Overview and Purpose

An inverted index is a data structure that maps content (like words or values) to their locations in a database table. Think of it as a book’s index that tells you exactly which pages contain specific words - but for your data.

The primary purpose of an inverted index is to dramatically speed up query performance when you’re filtering data. Without an index, the system would need to scan every row to find matching values. With an inverted index, it can jump directly to the relevant rows.

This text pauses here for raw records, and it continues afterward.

Issue #1606, opened 2021-10-28
`Move Header` does not create a note if it does not already exists


mhijazi1:
## Please select the area your bug applies to. (Multiple selections are Possible)

- [ ] Onboard. Initial vault setup and import/export pods
- [x] Create. Note creation, lookup, snippets and templates
- [ ] Retrieve. Backlinks, references, graph view
- [x] Structure. Refactoring, multi-vault and schemas
- [ ] Publish. Sharing your repo with the world
- [ ] Misc (Choose this if your not sure)

## Describe the bug

When using the `Move Header` command, if a note that does not already exist is specified, the note is not created, but the header is still deleted from the current note.

## To Reproduce

1. Go to a note and place your cursor over a header you would like to move
2. Select `Dendron: Move Header` from the command pallet
3. Specify a note that does not already exist as the destination

Two things should happen:
1. The header you had selected will be deleted from the file
2. No new note is created.

## Expected behavior

A new note should be created and my selected header should be moved there

Additionally, if a new note cannot be created for any reason (say a permissions issue or some other failure), then my selected header should not be deleted and should fail as a no-op.

## Desktop (please complete the following information)

- OS: Verified on Windows and MacOS
- Version: 0.65.0

## Additional Context

This is a multi-vault workspace with two remote vaults. Not sure if that has an impact as I have not verified this with a fresh single vault workspace.

hikchoi:
@mhijazi1 

This has been shipped with v68 🎉 
Please try it out and let us know if there are still outstanding concerns regarding this issue. If there are no more comments in this thread after this point, this issue will automatically close in 4 days. Feel free to manually close this issue if you wish to do so.

PR #1646, opened 2021-11-03
fix: allow creation of new notes when move header destination doesn't exist yet

hikchoi:
# fix: allow creation of new notes when move header destination doesn't exist
This PR
- Allows new note creation in `MoveHeaderCommand` if destination note doesn't exist yet.

# Pull Request Checklist

### Quality Assurance

#### Special Cases
- [~] if your tests changes an existing snapshot, make sure that snapshots are [updated](https://wiki.dendron.so/notes/cb22bd36-d45a-4ffd-a31e-96c4b39cb7fb.html#updating-test-snapshots)
- [~] if you are adding a new language feature (graphically visible in VS Code/preview/publishing), make sure that it is included in [test-workspace](https://wiki.dendron.so/notes/cb22bd36-d45a-4ffd-a31e-96c4b39cb7fb.html#test-workspace). We use this to manually inspect new changes and for auto regression testing

### Docs
- [~] If your change reflects documentation changes, also submit a PR to [dendron-site](https://github.com/dendronhq/dendron-site) and mention the doc PR link in your current PR

### DIFF
--- a/packages/plugin-core/src/commands/MoveHeader.ts
+++ b/packages/plugin-core/src/commands/MoveHeader.ts
@@ -22,7 +22,10 @@ import {
   Anchor,
   LinkUtils,
 } from "@dendronhq/engine-server";
-import { LookupControllerV3 } from "../components/lookup/LookupControllerV3";
+import {
+  LookupControllerV3,
+  LookupControllerV3CreateOpts,
+} from "../components/lookup/LookupControllerV3";
 import {
   NoteLookupProvider,
   NoteLookupProviderSuccessResp,
@@ -32,16 +35,25 @@ import { VSCodeUtils } from "../utils";
 import { BasicCommand } from "./base";
 import _ from "lodash";
 import path from "path";
-import { getEngine } from "../workspace";
+import { getDWorkspace, getEngine, getVaultFromUri } from "../workspace";
 import { EngineAPIService } from "../services/EngineAPIService";
 import { delayedUpdateDecorations } from "../features/windowDecorations";
 import { findReferences, FoundRefT } from "../utils/md";
 import { Location } from "vscode";
 import { file2Note, vault2Path } from "@dendronhq/common-server";
+import {
+  NewLocation,
+  PickerUtilsV2,
+  ProviderAcceptHooks,
+} from "../components/lookup/utils";
 
 type CommandInput =
   | {
       dest?: NoteProps;
+      initialValue?: string;
+      nonInteractive?: boolean;
+      useSameVault?: boolean;
+      vaultName?: string;
     }
   | undefined;
 type CommandOpts = {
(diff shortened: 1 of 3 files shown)


hikchoi:
DOCS: https://github.com/dendronhq/dendron-site/pull/263

hikchoi:
related: #1606

packages/plugin-core/src/commands/MoveHeader.ts
```diff
@@ -130,21 +147,34 @@ export class MoveHeaderCommand extends BasicCommand<
...
+      disableVaultSelection: opts?.useSameVault,
+      vaultSelectCanToggle: false,
+    };
+    const lookupController = LookupControllerV3.create(lcOpts);
     const lookupProvider = new NoteLookupProvider(this.key, {
-      allowNewNote: false,
+      allowNewNote: true,
       noHidePickerOnAccept: false,
     });
+    lookupProvider.registerOnAcceptHook(ProviderAcceptHooks.NewLocationHook);
```
kevinslin, line 160: lookup by default already gives us the quickpick value, this hooks seems to provide us with a vault if it is not set in the quickpick. instead of a hook, does it make sense to have this as a utility? eg. `PickerUtils.getVaultFromPickerOrEditor`?

packages/plugin-core/src/commands/MoveHeader.ts
```diff
@@ -32,16 +35,25 @@ import { VSCodeUtils } from "../utils";
...
+import {
+  NewLocation,
+  PickerUtilsV2,
+  ProviderAcceptHooks,
+} from "../components/lookup/utils";
 
 type CommandInput =
   | {
       dest?: NoteProps;
+      initialValue?: string;
```
kevinslin, line 53: why do we have both `dest` and `initialValue`? aren't they the same thing?

kevinslin: if we have to pick one, i would use `initialValue` to keep compatibility with `NoteLookup`

packages/plugin-core/src/commands/MoveHeader.ts
```diff
@@ -130,21 +147,34 @@ export class MoveHeaderCommand extends BasicCommand<
...
+    lookupProvider.registerOnAcceptHook(ProviderAcceptHooks.NewLocationHook);
+
+    let initialValue: string | undefined;
+    let nonInteractive: boolean = false;
+    if (opts?.dest) {
+      initialValue = opts.dest.fname;
+      nonInteractive = true;
+    } else if (opts?.initialValue) {
+      initialValue = opts.initialValue;
+      nonInteractive = true;
```
kevinslin, line 169: `initialValue` shouldn't apply `nonInteractive` that should be taken from the passed in value

kevinslin (changes requested):

packages/plugin-core/src/commands/MoveHeader.ts
hikchoi: doh. totally blanked on the fact that you can just grab the vault from the picker.

packages/plugin-core/src/commands/MoveHeader.ts
hikchoi: you are right. dest is a remnant of the old version of move header that I used for easier testing. will get rid of it

packages/plugin-core/src/commands/MoveHeader.ts
hikchoi: good point. this was intended for easier testing and not really to expose the args to the users. but we should keep it consistent with lookup.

Inverted indexes are especially valuable for:

  • Equality filters (column = value)
  • Membership checks (column IN [value1, value2])
  • Range queries (column > value)
  • Any scenario where you frequently filter on specific columns

How the Index Works

Core Concepts

In traditional “forward” indexes, the system maps row IDs to their corresponding values:

Row 1 → Values (A, B, C)
Row 2 → Values (B, D, E)
Row 3 → Values (A, E, F)

An inverted index flips this relationship, mapping values to the rows containing them:

Value A → Rows [1, 3]
Value B → Rows [1, 2]
Value C → Rows [1]
Value D → Rows [2]
Value E → Rows [2, 3]
Value F → Rows [3]

StarTree Cloud (powered by Apache Pinot) supports two types of inverted indexes:

  1. Bitmap Inverted Index: Creates a bitmap (a compact way to represent a set of rows) for each unique value in a column. This makes value lookups extremely fast with constant time complexity.
  2. Sorted Inverted Index: Creates an index leveraging sorted column data structure for efficient binary search operations. This offers logarithmic lookup time and benefits of data locality.

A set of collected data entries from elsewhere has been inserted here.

PR #1664, opened 2021-11-05
feat:(next-export-pod): filter by navbar property

5h1rU:
### Status
This draft is ready for review. I don't want to publish as a PR yet since I want to ensure everything is working as expected. 

I found this improvement to be a step in the right direction but is at the limit of the 80/20 philosophy. The feature is working with a new file 10x lighter than notes.json (gzipped). Meaning we are loading all the initial data 10x faster. 

It's a good starting point for an eventual V2 on the next-js template and was an excellent opportunity for being more familiar with the codebase.

After making sure all tests are passing, I'll publish it as PR.


5h1rU:
I'm looking for early feedback on this feature.

The idea is to generate a new `sections.json` only with the sidebar sections that `nextjs-template` needs to use.

### Why?
Currently, `nextjs-template` is fetching the whole `notes.json,` which is significant and impacts the first render's performance.

This new JSON file will decrease the amount of data sent for navigation purposes; hence the performance and the render time will improve significantly. 

### Problem
The changes pushed on this draft aren't detected by the CLI,

#### Steps:
1. `yarn link` in the `pods-core` workspace
2.  `yarn link "@dendronhq/pods-core"` in the `dendron-cli` workspace
3. run `dendron exportPod --podId dendron.nextjs --config dest="/Users/MYUSER/Projects/dendron/packages/nextjs-template" --wsRoot /Users/MYUSER/Projects/org-workspace-incubator/seeds/dendron.dendron-site/`

The command did not create the new JSON file. Not sure if I'm pointing in the wrong direction.

packages/nextjs-template/utils/types.ts
```diff
@@ -38,8 +64,8 @@ export type DendronCommonProps = Partial<NoteData> & {
 export type DendronPageWithNoteDataProps = NoteData & DendronCommonProps;
 
 export function verifyNoteData(
-  noteData: Partial<NoteData>
-): noteData is NoteData {
+  noteData: NotePropsDict
```
kevinslin, line 67: why was this changed? this is meant to verify `NoteData`

kevinslin (changes requested):
some early comments, still working through the draft

packages/nextjs-template/pages/_app.tsx
```diff
@@ -45,24 +46,29 @@ function DendronApp({ Component, pageProps }: AppProps) {
...
       setLogLevel("INFO");
-      logger.info({ ctx: "fetchNotes:pre" });
-      const data = await fetchNotes();
-      logger.info({ ctx: "fetchNotes:got-data" });
+      const data = await fetchSections();
       setNoteData(data);
       batch(() => {
-        dispatch(browserEngineSlice.actions.setNotes(data.notes));
+        dispatch(
+          browserEngineSlice.actions.setNotes(data.notes as NotePropsDict)
```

Both types require dictionary encoding to be enabled for the column (which creates a mapping between actual values and encoded IDs).

Example Illustration

For a productCategory column with values:

Row 1: "Electronics"
Row 2: "Clothing"
Row 3: "Electronics"
Row 4: "Home"
Row 5: "Clothing"

A bitmap inverted index would create:

"Electronics" → Bitmap [1,0,1,0,0]  (Rows 1 and 3)
"Clothing" → Bitmap [0,1,0,0,1]     (Rows 2 and 5)
"Home" → Bitmap [0,0,0,1,0]         (Row 4)

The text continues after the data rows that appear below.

PR #1670, opened 2021-11-08
feat: Native workspace enhancements

SeriousBug:
This PR does several things (sorry for creating a single big PR!):

### User-facing

- Dendron will now search for `dendron.yml` in native workspaces even if `dendron.yml` is not in the root of the workspace. For performance concerns, I limited this to 3 folders deep at most, and attempted to skip over some common folders we shouldn't search through, for example folders like `.git`.
- When in a non-Dendron workspace, Dendron will now activate a workspace watcher to watch for any `dendron.yml` files being added to the workspace. Once one is added, Dendron will automatically activate itself. Again this is limited by folder depth and ignored folders to avoid performance issues.
  - Workspaces initialized through this are tracked with analytics.
- We now track the type of workspace that has been initialized (e.g. code vs native) in analytics

### Internal

- Split the `DendronExtension.isActive` into `isActive` and `isValid`, with `isActive` checking whether the extension has been actually activated and `isValid` checking if the current workspace is an actual Dendron workspace.
- Edited test harnesses to avoid relying on `onWSInit`. This allows tests to fail instead of hanging indefinitely if there was an issue initializing the workspace.
- Adds tests to check for the initialization of native workspaces, both with `dendron.yml` at root and in nested folders.

Docs:  https://github.com/dendronhq/dendron-site/pull/266


SeriousBug:
I'm actually not sure if the "automatically initialize Dendron when a `dendron.yml` file is added" is a good feature. We'll be running Dendron to watch files being created in every workspace the user works with. This typically should not cause a problem, but there could be edge cases that cause problems for users. While this risk is very low, the impact would be high, which is why I'm hesitating. Any thoughts on keeping that feature or not?

packages/engine-server/src/workspace/utils.ts
```diff
@@ -68,14 +82,22 @@ export class WorkspaceUtils {
...
+    const dendronWorkspaceFolders = await Promise.all(
+      folders.map((folder) =>
+        findDownTo({
+          base: folder,
+          fname: CONSTANTS.DENDRON_CONFIG_FILE,
+          returnDirPath: true,
+        })
+      )
+    );
+    return dendronWorkspaceFolders.filter(isNotUndefined)[0];
```
kevinslin, line 100: instead of returning just the first entry, can we return all of them? in the short term, this lets us warn the user that we detected multiple and choose one. in the long term, we can eventually see if it makes sense to support this use case

packages/plugin-core/package.json
```diff
@@ -723,6 +723,11 @@
         "dendron.serverPort": {
           "type": "number",
           "description": "port for server. If not set, will be randomly generated at startup."
+        },
```
kevinslin, line 726: thoughts about adding this in `dendron.yml`  instead of the workspace? the reason is that we're working on removing configuration that relies on vscode

kevinslin (changes requested):
nice work. this will be a big enabler in using dendron in existing projects. a few minor comments

packages/plugin-core/package.json
SeriousBug: That wouldn't make sense because the watcher works **outside** Dendron workspaces.

kevinslin: ah, you're right. ignore that comment

packages/common-server/src/filesv2.ts
```diff
@@ -282,6 +283,73 @@ export function findUpTo(opts: {
...
 }
 
+export const WS_FILE_MAX_SEARCH_DEPTH = 3;
+
+/**
+ * Go to dirname that {fname} is contained in, going in (deeper into tree) from base.
+ * @param maxLvl Default 3, how deep to go down in the file tree. Keep in mind that the tree gets wider and this search becomes exponentially more expensive the deeper we go.
+ * @param returnDirPath - return path to directory, default: false
+ *
+ * One warning: this will not search into folders starting with `.` to avoid searching through things like the `.git` folder.
```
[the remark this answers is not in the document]
SeriousBug: Used `anymatch` (already a transitive dep from chokidar) and reused the list of glob patterns that we use for Chokidar.

packages/engine-server/src/workspace/utils.ts
SeriousBug: Revised this code to return all of them. Also added some code to Native Workspace initialization to prompt user if there are multiple roots. This prompt should be pretty rare because the only situation this would happen is if:
1. User has multiple workspace folders configured
2. There are 2 workspace folders, not subfolders of each other, that both contain `dendron.yml`
I tested this with a workspace I created with this exact setup:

When filtering for “Electronics”, the system immediately knows to retrieve rows 1 and 3 without scanning the entire dataset.

Types of Inverted Indexes

Bitmap Inverted Index

A bitmap inverted index maintains a mapping from each value to a bitmap of rows. This design makes value lookups extremely fast with constant time complexity.

When to Use:

  • For columns with low to medium cardinality (number of unique values)
  • When the column is frequently used in filter conditions
  • When the column is not sorted

Benefits:

  • Constant time lookup performance
  • Works well with equality filters and IN clauses
  • Can be created on multi-value columns

Sorted Inverted Index

When a column is both sorted and has a dictionary enabled, StarTree Cloud automatically leverages the sorted structure to implement an efficient inverted index.

When to Use:

  • For columns that are already sorted (like timestamps or sequential IDs)
  • When the column is frequently used in filter conditions

Benefits:

  • Logarithmic lookup time (log(n))
  • Better data locality (related values are stored close together)
  • Generally better performance than bitmap indexes
  • No additional storage overhead (uses the same structure as the forward index)

Configuration

Configuring a Bitmap Inverted Index

To enable a bitmap inverted index on a column in your StarTree Cloud table, add the following configuration to your table definition:

{
  "fieldConfigList": [
    {
      "name": "yourColumnName",
      "indexes": {
        "inverted": {}
      }
    }
  ]
}

Alternative Configuration (Legacy Method)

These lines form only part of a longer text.